Helen Ruggieri has an MFA in poetry writing from Penn State where she studied with John Balaban. She worked with the late William Stafford at the Atlantic Center for the Arts and at annual gatherings in the years following with members of the original workshop. She taught at the University of Pittsburgh, Bradford, PA for 20 years and currently teaches a poetry workshop for the African American Center for Cultural Development in Olean, NY, and coordinates the reading series at the Olean Public Library.


Sunday, July 26, at 3:00 p.m.,
at the Golden Notebook, 29 Tinker Street, Woodstock. (
Map) Free admission
Readers: Shannon Frystak, Leslie Gerber, Rosalyn Rossignol, Sarah Sarai

Shannon Frystak is an Associate Professor of History and Women’s Studies at East Stroudsburg University of Pennsylvania. She is an award winning writer and her first book, Our Minds on Freedom: Women and the Struggle for Black Equality in Louisiana, 1924-1967 was published by Louisiana State University Press in 2009. Her edited collection, with Mary Farmer-Kaiser, Louisiana Women: Their Lives and Times, Volume II will be released by University of Georgia Press later this year.

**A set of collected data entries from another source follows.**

PR #381, opened 2023-03-28
Switch to new public API endpoint, and deprecate partner subdomain

stupendousC:
* Parent task = [Switch scholarphi to new public API endpoint #32158](https://github.com/allenai/scholar/issues/32158#top)
  * As seen in [comment/question](https://github.com/allenai/scholar/issues/32158#issuecomment-1456799584), we have 2 goals:
    * GOAL 1 = use the latest `graph/v1/` endpoint instead of legacy `v1/` endpoint
    * GOAL 2 = use the regular `api.semanticscholar.org` subdomain, instead of an optional `partner.semanticscholar.org` subdomain.
      * Question: before, users with `S2_PARTNER_API_TOKEN` env were calling the partner domain for higher rate limit.  Can we use the same token on the regular `api.semantic.org` subdomain?   
        * [Rodney says yes](https://github.com/allenai/scholar/issues/32158#issuecomment-1487492642).

* THIS PR is for the `main` branch.
  * Goal 1 was done in the `chi-2021-demo` branch as seen in this PR: #377 
    * So we'll be using that as a reference, MINUS the changes made for adding corpus IDs of citations. 
  * Goal 2 was done in the `chi-2021-demo` branch as seen in this PR: #382 
    * So we used that as a reference as well.

### DIFF
--- a/api/src/s2-api.ts
+++ b/api/src/s2-api.ts
@@ -118,13 +118,9 @@ export function getPaperUncached(s2Id: string, apiKey?: string): AxiosPromise<Pa
     ),
   };
   if (apiKey) {
-    conf.headers['x-api-key'] = apiKey;
+    conf.headers['x-api-key'] = apiKey; // TODO: should I keep this around?  Asking Rodney https://github.com/allenai/scholar/issues/32158#issuecomment-1487492642
   }
-  const apiOrigin = (
-    apiKey
-      ? "https://partner.semanticscholar.org/v1"
-      : "https://api.semanticscholar.org/v1"
-  );
+  const apiOrigin = "https://api.semanticscholar.org/graph/v1";
 
   return axios.get<Paper>(`${apiOrigin}/paper/${s2Id}`, conf);
 }
--- a/api/src/s2-api.ts
+++ b/api/src/s2-api.ts
@@ -118,7 +118,7 @@ export function getPaperUncached(s2Id: string, apiKey?: string): AxiosPromise<Pa
     ),
   };
   if (apiKey) {
-    conf.headers['x-api-key'] = apiKey; // TODO: should I keep this around?  Asking Rodney https://github.com/allenai/scholar/issues/32158#issuecomment-1487492642
+    conf.headers['x-api-key'] = apiKey;
   }
   const apiOrigin = "https://api.semanticscholar.org/graph/v1";
 
--- a/data-processing/common/commands/fetch_s2_data.py
+++ b/data-processing/common/commands/fetch_s2_data.py
@@ -48,7 +48,7 @@ class S2ReferencesNotFoundException(S2MetadataException):
 class FetchS2Metadata(ArxivBatchCommand[ArxivId, S2Metadata]):
     def __init__(self, args: Any) -> None:
         super().__init__(args)
-        # self._partner_api_token = os.getenv("S2_PARTNER_API_TOKEN", None) # TODO: can this be used on regular api.ss.org subdomain?
+        self._partner_api_token = os.getenv("S2_PARTNER_API_TOKEN", None)
 
     def _mk_api_request(self, arxivId: ArxivId) -> requests.Response:
         # XXX(andrewhead): S2 API does not have versions of arXiv papers. I don't think this
@@ -58,8 +58,8 @@ class FetchS2Metadata(ArxivBatchCommand[ArxivId, S2Metadata]):
         base_url = "api.semanticscholar.org"
         headers = None
 
-        # if self._partner_api_token:   # TODO: idk, might be useful to keep for rate limits?
-        #     headers = {"x-api-key": self._partner_api_token}
+        if self._partner_api_token:
+            headers = {"x-api-key": self._partner_api_token}
 
         references_fields = ["authors", "title", "externalIds", "venue", "year"]
         fields_query = "fields=references." + ",references.".join(references_fields)
@@ -102,27 +102,28 @@ class FetchS2Metadata(ArxivBatchCommand[ArxivId, S2Metadata]):
                 references = []
                 for reference_data in data["references"]:
 
-                    arxiv_id = doi = None
                     if reference_data["paperId"]:
                         external_ids = reference_data["externalIds"]
                         if external_ids:
                             arxiv_id = external_ids.get("ArXiv")    # may be None
                             doi = external_ids.get("DOI")           # may be None
+                        else:
+                            arxiv_id = doi = None
 
-                    authors = []
-                    for author_data in reference_data["authors"]:
-                        authors.append(Author(author_data["authorId"], author_data["name"]))
+                        authors = []
+                        for author_data in reference_data["authors"]:
+                            authors.append(Author(author_data["authorId"], author_data["name"]))
 
-                    reference = Reference(
-                        s2_id=reference_data["paperId"],
-                        arxivId=arxiv_id,
-                        doi=doi,
-                        title=reference_data["title"],
-                        authors=authors,
-                        venue=reference_data["venue"],
-                        year=reference_data["year"],
-                    )
-                    references.append(reference)
+                        reference = Reference(
+                            s2_id=reference_data["paperId"],
+                            arxivId=arxiv_id,
+                            doi=doi,
+                            title=reference_data["title"],
+                            authors=authors,
+                            venue=reference_data["venue"],
+                            year=reference_data["year"],
+                        )
+                        references.append(reference)
 
                 if not references:
                     # References are required to process citations, mark job as failed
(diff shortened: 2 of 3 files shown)


api/src/s2-api.ts
```diff
@@ -120,11 +120,7 @@ export function getPaperUncached(s2Id: string, apiKey?: string): AxiosPromise<Pa
   if (apiKey) {
     conf.headers['x-api-key'] = apiKey;
   }
-  const apiOrigin = (
-    apiKey
-      ? "https://partner.semanticscholar.org/v1"
-      : "https://api.semanticscholar.org/v1"
-  );
+  const apiOrigin = "https://api.semanticscholar.org/graph/v1";
```
codeviking, line 123: Is the API key that's in place now specific to the partner site? Do we need to provision a new key for ScholarPhi to use with the new graph API?

stupendousC: nope!  [Checked with Rodney and he says the same partner API key can be used for either subdomains.](https://github.com/allenai/scholar/issues/32158#issuecomment-1487527699)

data-processing/common/commands/fetch_s2_data.py
```diff
@@ -99,19 +101,29 @@ def process(self, item: ArxivId) -> Iterator[S2Metadata]:
...
-                        arxivId=reference_data["arxivId"],
-                        doi=reference_data["doi"],
-                        title=reference_data["title"],
-                        authors=authors,
-                        venue=reference_data["venue"],
-                        year=reference_data["year"],
-                    )
-                    references.append(reference)
+
+                    if reference_data["paperId"]:
```
kyleclo, line 105: what happens in case missing `paperId`?

kyleclo: can we define a new error type complementing `S2ReferencesNotFoundException` that handles case when `if reference_data["paperId"]` is `False`?

data-processing/common/commands/fetch_s2_data.py
```diff
@@ -59,13 +59,15 @@ def _mk_api_request(self, arxivId: ArxivId) -> requests.Response:
         headers = None
 
         if self._partner_api_token:
-            base_url = "partner.semanticscholar.org"
             headers = {"x-api-key": self._partner_api_token}
 
+        references_fields = ["authors", "title", "externalIds", "venue", "year"]
+        fields_query = "fields=references." + ",references.".join(references_fields)
```
codeviking, line 65: This took me a second to understand, mainly because of the leading `fields=references+` bit. What do you think about this?

```python
fields = ["references." + f for f in [ "authors", "title", "externalIds", "venue", "year" ] ]
```

Also I'm omitting the query string argument name. More on that below.

data-processing/common/commands/fetch_s2_data.py
```diff
@@ -59,13 +59,15 @@ def _mk_api_request(self, arxivId: ArxivId) -> requests.Response:
...
+
         logger.info(f"Issuing request to S2 @ {base_url}")
 
         return requests.get(
-            f"https://{base_url}/v1/paper/arXiv:{versionless_id}",
+            f"https://{base_url}/graph/v1/paper/arXiv:{versionless_id}?{fields_query}",
```
codeviking, line 70: I'd suggest using the `params` parameter instead of building the query string yourself. That'll take care of escaping things that need to be escaped, and probably eliminates a few lines. There's probably nothing to escape here, but it's one less thing to think about.

Combined with the change above I think that'd produce something like this:

```python
return requests.get(
    "https://{base_url}/graph/v1/paper/arXiv:{versionless_id}",
    params={"fields": ",".join(fields) },
    headers=headers
)
```

Here's the relevant docs for the `requests` library:
https://requests.readthedocs.io/en/latest/user/quickstart/#passing-parameters-in-urls

data-processing/common/commands/fetch_s2_data.py
codeviking, line 105: I don't see this check in the existing code. Is there a reason we're doing it now?

data-processing/common/commands/fetch_s2_data.py
```diff
@@ -99,19 +101,29 @@ def process(self, item: ArxivId) -> Iterator[S2Metadata]:
...
-                    )
-                    references.append(reference)
+
+                    if reference_data["paperId"]:
+                        external_ids = reference_data["externalIds"]
+                        if external_ids:
+                            arxiv_id = external_ids.get("ArXiv")    # may be None
+                            doi = external_ids.get("DOI")           # may be None
+                        else:
+                            arxiv_id = doi = None
```
codeviking, line 111: I think this should have the same effect:

```suggestion
                        arxiv_id = reference_data.get("externalIds", {}).get("ArXiv")
                        doi = reference_data.get("externalIds", {}).get("DOI")
```

data-processing/tests/common/commands/test_fetch_s2_data.py
```diff
@@ -46,7 +50,7 @@ def test_makes_request_over_partner_api_when_token_present():
             command = FetchS2Metadata(Args(arxiv_ids=['fakeid']))
             command._mk_api_request("fakeid")
             mock_requests.get.assert_called_with(
-                "https://partner.semanticscholar.org/v1/paper/arXiv:fakeid",
+                f"https://api.semanticscholar.org/graph/v1/paper/arXiv:fakeid?{expected_fields_query}",
                 headers={"x-api-key": "some_token"}
             )
```
codeviking, line 55: I'd make the same changes noted above here too, by using the `requests` lib for constructing query string arguments.

Also I'd just copy the line for producing the list of reference related fields and inline it with each invocation here. Sure, you could use a single variable that's hosted to the top of the file -- but that's more indirection. Keeping things inline makes the code a bit easier to read, as there's no need to jump around.

codeviking (approved):
I left a few ideas that might improve the code a bit, but there's nothing functionally wrong that I can see.

Once you've merged this TAL at https://marina.apps.allenai.org/a/s2-reader to see the resulting deploys.

data-processing/common/commands/fetch_s2_data.py
stupendousC: Kyle asked the same question, here's the [response](https://github.com/allenai/scholarphi/pull/381#discussion_r1151235345)

stupendousC: > can we define a new error type complementing S2ReferencesNotFoundException that handles case when if reference_data["paperId"] is False?

I'm not sure if that's going to be useful?  Esp since it's very possible that the unmatched reference turns out to be bogus.  For example, I've seen "references" that were obviously from bad extractions, where the "title" is the caption from a graph, or where the "title" is essentially a repeat of another legit reference (this happens bc different Sourced Papers can have slightly differently worded reference titles, depending on what extraction source each Sourced Paper come from).

Since the unmatched references was not a case that was a concern back when we used the legacy endpoint, I figured that we probably don't need to care about them here anyway.

codeviking: I see a case for raising an exception, in that it lets the caller decide if they care.

But I also see the case for not raising an exception, as it means we have to further digest the code we're changing (which we haven't changed in awhile). We have to figure out where the associated code is called, and handle the exception we're adding (to preserve the current behavior).

I favor the latter because it's less work. But I'd consider adding a log message whenever we skip a reference because of this, so that we know something is being filtered out at runtime. That way if someone is investigating something that's related, the log message might help them deduce why quickly. I'd also make a note explaining this. You could even link to this discussion thread.

FWIW it's surprising to me that the API returns references that aren't in-corpus. But that's probably a lot more context that plays into that decision. I wonder if we could add a parameter to the API that lets people filter the response to only include in-corpus things `?discard_nonexistant=1` or something.

stupendousC: > FWIW it's surprising to me that the API returns references that aren't in-corpus. But that's probably a lot more context that plays into that decision. I wonder if we could add a parameter to the API that lets people filter the response to only include in-corpus things ?discard_nonexistant=1 or something.

interesting, yeah IDK the new Public API endpoint does that, I think we didn't realize the difference at the time.  But yeah, I will check with that team and see if it's soemthing they're interested in

stupendousC: > I favor the latter because it's less work. But I'd consider adding a log message whenever we skip a reference because of this, so that we know something is being filtered out at runtime. That way if someone is investigating something that's related, the log message might help them deduce why quickly. I'd also make a note explaining this. You could even link to this discussion thread.

Oh yeah... a log would be useful, will add!

kyleclo (approved):
lgtm - minor comment about the logging

data-processing/common/commands/fetch_s2_data.py
wammar: @kyleclo do you mind adding suggestions for the public API [here as a feature request from S2 research](https://docs.google.com/document/d/1Qtc-vdMv5RA6RRXtyriegLg6u21OiSgz7k8osIUykJU/edit#bookmark=id.f227a6gjy21k) so I can track and prioritize it as needed for the following quarters? I already added a placeholder but it'd be great if someone who experienced the user pain around this can elaborate.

Leslie Gerber was born in Brooklyn in 1943. He is a music critic, CD publisher, and retired classical record seller. He lives in Woodstock with his wife and dogs. He has been writing poetry since 1999. His first book of poems, Lies of the Poets, was published in late 2014 by Post-Traumatic Press. His second book is scheduled for late 2015 or early 2016.

Rosalyn Rossignol received her PhD from the University of North Carolina and now teaches writing and literature at the University of the Virgin Islands, St. Thomas Campus. Rosalyn knew from a very young age, when she preferred nothing in life to reading, that she wanted to be a writer, and so she has practiced that craft most of her life, publishing poetry and short fiction in Sand Hills Literary Magazine, Outlet, Solstice, and The Caribbean Writer. She has also published two books about the 14th-century poet Geoffrey Chaucer, Chaucer A-Z, and A Critical Companion to Chaucer. Her memoir, My Ghost Has a Name: Memoir of a Murder, has been provisionally accepted by the University of South Carolina Press, pending approval by the University Press Board.

Sarah Sarai’s poems are in Ascent, PANK, Threepenny Review, and others; in her collection, The Future Is Happy (BlazeVOX); in anthologies and chapbooks. She is contributing editor at The Writing Disorder. She has an MFA in fiction from Sarah Lawrence College, has taught in college and high school. Sarah lives in N.Y.C. where she works as an editor.